Chamber Talks

A Forgotten Museum in Istanbul: Galatasaray School of Medicine Museum of Natural History (1835-1850)
Dr. Semih Çelik


10 October 2019 / 18:30 Geçmiş Aktivite

As the 16th Istanbul Biennial continues to explore the interaction between humans and non-humans with its theme “Seventh Continent,” the Istanbul Research Institute welcomes Dr. Semih Çelik.

Natural history museums emerged as important institutions that shaped and showcased the science and cultural policies of empires, particularly from the second half of the 19th century. Cabinets of curiosities, built for emperors to exhibit their collections of the “exotic” and the “bizarre” in the early modern period, described as “acayiphane” by Yirmisekiz Mehmed Çelebi, Ottoman ambassador to France; transformed into research centers and museums that stored, examined and exhibited plants, animals, fossils and minerals for research purposes with the scientific organization of natural history in the 19th century. They also became meeting points for people from all over the globe, including scientists from a wide variety of disciplines, bureaucrats and social groups.

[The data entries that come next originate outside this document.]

PR #2573, opened 2019-07-17
[Conan] Set build policy to outdated

bilke:
Ensures that the locally used package is always up-to-date
with the package definition on the remote.

Will lead to more local package builds but will hopefully
help in reducing errors.

1. [ ] Feature description was added to the [changelog](https://github.com/ufz/ogs/wiki/Release-notes-6.2.1)


bilke:
Everything is green now.

Jenkinsfile
```diff
@@ -108,6 +108,8 @@ pipeline {
                   "-DBUILD_SHARED_LIBS=${build_shared} " +
                   '-DOGS_CPU_ARCHITECTURE=generic ' +
                   '-DOGS_BUILD_UTILS=ON ' +
+                  '-DOGS_BUILD_UTILS=ON ' +
```
endJunction: OGS_BUILD_UTILS=ON was doubled...

bilke: Fixed in dc80cbc00.

PR #2575, opened 2019-07-18
RichardsM: Add missing saturation in bulk density computation

ThieJan:
Richards Mechanics process
-Missing saturation in bulk density computation added


nagelt:
Change is correct.

ThieJan:
> 
> 
> 👍
> It can be merged once the related reference results are updated.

The first natural history museum of the Ottoman Empire was established and operated within the Galatasaray School of Medicine in the 1840s, and became one of the most prominent of its kind in Europe, despite its very brief existence, which nevertheless left numerous meaningful but mostly forgotten stories of the evolution of the interrelation between human-nature-science on these lands. This talk aims to reevaluate these stories in the light of documents compiled from the archives of the Ottoman Empire as well as the Naturhistorisches Museum in Vienna. 

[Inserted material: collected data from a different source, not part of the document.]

PR #2583, opened 2019-07-29
Three updates in MPL

wenqing:
~1. Renamed thermal_expansivity as thermal_expansion~
2. Moved ProcessLib::HT::intrisincPermeabilty to a new file in MPL, and renamed the function to localTensor for general purpose.
3. Added a common function of effectiveThermalConductivity.

### DIFF
--- a/MaterialLib/MPL/Utils/FormEigenTensor.cpp
+++ b/MaterialLib/MPL/Utils/FormEigenTensor.cpp
@@ -1,0 +1,89 @@
+/*
+ * \file
+ * \copyright
+ * Copyright (c) 2012-2019, OpenGeoSys Community (http://www.opengeosys.org)
+ *            Distributed under a Modified BSD License.
+ *              See accompanying file LICENSE.txt or
+ *              http://www.opengeosys.org/project/license
+ *
+ * Created on July 31, 2019, 11:28 AM
+ */
+
+#include "FormEigenTensor.h"
+
+#include <boost/variant/static_visitor.hpp>
+
+#include "MaterialLib/MPL/PropertyType.h"
+
+namespace MaterialPropertyLib
+{
+template <int GlobalDim>
+struct FormEigenTensor
+    : boost::static_visitor<Eigen::Matrix<double, GlobalDim, GlobalDim>>
+{
+    Eigen::Matrix<double, GlobalDim, GlobalDim> operator()(
+        double const& value) const
+    {
+        return Eigen::Matrix<double, GlobalDim, GlobalDim>::Identity() * value;
+    }
+
+    Eigen::Matrix<double, GlobalDim, GlobalDim> operator()(
+        MaterialPropertyLib::Vector const& values) const
+    {
+        return Eigen::Map<Eigen::Matrix<double, GlobalDim, 1> const>(
+                   values.data(), GlobalDim, 1)
+            .asDiagonal();
+    }
+
+    Eigen::Matrix<double, GlobalDim, GlobalDim> operator()(
+        MaterialPropertyLib::Tensor2d const& values) const
+    {
+        return Eigen::Map<Eigen::Matrix<double, GlobalDim, GlobalDim> const>(
+            values.data(), GlobalDim, GlobalDim);
+    }
+
+    Eigen::Matrix<double, GlobalDim, GlobalDim> operator()(
+        MaterialPropertyLib::Tensor const& values) const
+    {
+        return Eigen::Map<Eigen::Matrix<double, GlobalDim, GlobalDim> const>(
+            values.data(), GlobalDim, GlobalDim);
+    }
+
+    Eigen::Matrix<double, GlobalDim, GlobalDim> operator()(
+        MaterialPropertyLib::SymmTensor const& /*values*/) const
+    {
+        OGS_FATAL(
+            "The value of MaterialPropertyLib::SymmTensor is inapplicable");
+    }
+
+    Eigen::Matrix<double, GlobalDim, GlobalDim> operator()(
+        std::string const& /*values*/) const
+    {
+        OGS_FATAL("The value of std::string is inapplicable");
+    }
+
+    Eigen::Matrix<double, GlobalDim, GlobalDim> operator()(
+        MaterialPropertyLib::Pair const& /*values*/) const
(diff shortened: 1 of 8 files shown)


MaterialLib/MPL/MediumAuxiliaryFunction.h
```diff
@@ -0,0 +1,63 @@
...
+ */
+
+#pragma once
+
+#include "MaterialLib/MPL/PropertyType.h"
+
+namespace MaterialPropertyLib
+{
+template <int GlobalDim>
+Eigen::Matrix<double, GlobalDim, GlobalDim> localTensor(
```
TomFischer: Why 'local'? Is there a global tensor? I would prefer the name 'makeTensor'.

MaterialLib/MPL/MediumAuxiliaryFunction.h
```diff
@@ -0,0 +1,63 @@
+/*
```
TomFischer: You could name the file also Utils.h to stay consistent with for instance ParameterLib. The ProcessLib has even a subfolder Utils that contains several files.

MaterialLib/MPL/MediumAuxiliaryFunction.h
```diff
@@ -0,0 +1,63 @@
...
+            boost::get<MaterialPropertyLib::Tensor>(values).data(), GlobalDim,
+            GlobalDim);
+    }
+    OGS_FATAL(
+        "The size of local tensor such intrinsic permeability, thermal "
+        "conductovity is neither one nor %d nor %d squared.",
+        GlobalDim, GlobalDim);
+}
+
+template <int GlobalDim>
```
TomFischer: MPL is a general concept of properties. The calculation of the effective thermal conductivity is process specific, i.e., it is used only by some of the processes. For this reason I suggest to leave the function in its old place. By the way, the new function isn't used anywhere.

MaterialLib/MPL/MediumAuxiliaryFunction.h
```diff
@@ -0,0 +1,63 @@
...
+
+#include "MaterialLib/MPL/PropertyType.h"
+
+namespace MaterialPropertyLib
+{
+template <int GlobalDim>
+Eigen::Matrix<double, GlobalDim, GlobalDim> localTensor(
+    MaterialPropertyLib::PropertyDataType const& values)
+{
+    if (boost::get<double>(&values))
```
endJunction: I suggest to rewrite the ifs with visitor, as described in [boost docu](https://www.boost.org/doc/libs/1_70_0/doc/html/variant/tutorial.html#variant.tutorial.basic)

MaterialLib/MPL/PropertyType.h
```diff
@@ -287,7 +287,7 @@ static const std::array<std::string, PropertyType::number_of_properties>
                              "specific_heat_capacity",
                              "storage",
                              "thermal_conductivity",
-                             "thermal_expansivity",
+                             "thermal_expansion",
```
endJunction: @wenqing @scinopode please discuss whether all of the items should be called one or the other way.
In my opinion expansivity is better because it describes how something would change, whereas expansion describes the actual change.

MaterialLib/MPL/MediumAuxiliaryFunction.h
endJunction: or maybe `eigenTensor`...

MaterialLib/MPL/PropertyType.h
wenqing: @endJunction Forgot to add `_coefficent`. Agree with you.  Will drop this change.

MaterialLib/MPL/MediumAuxiliaryFunction.h
wenqing: changed to `formTensor`.

MaterialLib/MPL/MediumAuxiliaryFunction.h
wenqing: Moved to ProcessLib/Utils

MaterialLib/MPL/MediumAuxiliaryFunction.h
wenqing: The function will be used in TH related processes, and its first application will be in THM. After moved to ProcessLib/Utils, I would like to keep the function in this file (now renamed as FormTensor.h)

MaterialLib/MPL/MediumAuxiliaryFunction.h
wenqing: Done.

MaterialLib/MPL/Utils/FormEigenTensor.cpp
```diff
@@ -0,0 +1,89 @@
...
+template <int GlobalDim>
+Eigen::Matrix<double, GlobalDim, GlobalDim> FormEigenTensor<GlobalDim>::
+operator()(MaterialPropertyLib::Pair const& /*values*/) const
+{
+    OGS_FATAL("The size of tensor is neither one nor %d nor %d squared.",
+              GlobalDim, GlobalDim);
+}
+template class FormEigenTensor<1>;
+template class FormEigenTensor<2>;
+template class FormEigenTensor<3>;
```
endJunction: No need for explicit instantiation, will be done by formEigenTensor() anyway.

MaterialLib/MPL/Utils/FormEigenTensor.h
```diff
@@ -0,0 +1,63 @@
...
+#include <boost/variant/static_visitor.hpp>
+#include <Eigen/Dense>
+
+#include "MaterialLib/MPL/Property.h"
+#include "MaterialLib/MPL/PropertyType.h"
+
+namespace MaterialPropertyLib
+{
+template <int GlobalDim>
+class FormEigenTensor
```
endJunction: The class definition goes into cpp too, because it is not needed outside. Only the formEigenTensor() declaration (with explicit template instantiation declarations) remains in the header file.

wenqing: Thanks. Fixed accordingly by amending the last commit.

Semih Çelik received his doctorate degree from the European University Institute, Florence in 2017 with a dissertation on climate change, famines and empire-building in Anatolia in the first half of the 19th century. Çelik’s work is generally focused on the environmental history of the Ottoman Empire. He is currently a post-doctorate fellow at the Koç University and the Research Center for Anatolian Civilizations, studying the history of agriculture in Western Anatolia in the 19th century, and the natural history museums in the Ottoman Empire.

Free admission; drop in. The talk will be in Turkish.